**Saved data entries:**
PR #1520, opened 2022-06-23
[General] Add launcherArgs to native games again

CommandMC:

### DIFF
--- a/electron/legendary/games.ts
+++ b/electron/legendary/games.ts
@@ -589,7 +589,8 @@ class LegendaryGame extends Game {
         gameInfo.app_name,
         ...exeOverrideFlag,
         offlineFlag,
-        launchArguments
+        launchArguments,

**YOUR ASSIGNMENT:**
Identify each line in the entries with the word "electron" and copy it.

**SOLUTION TO THIS EXERCISE:**
--- a/electron/legendary/games.ts
+++ b/electron/legendary/games.ts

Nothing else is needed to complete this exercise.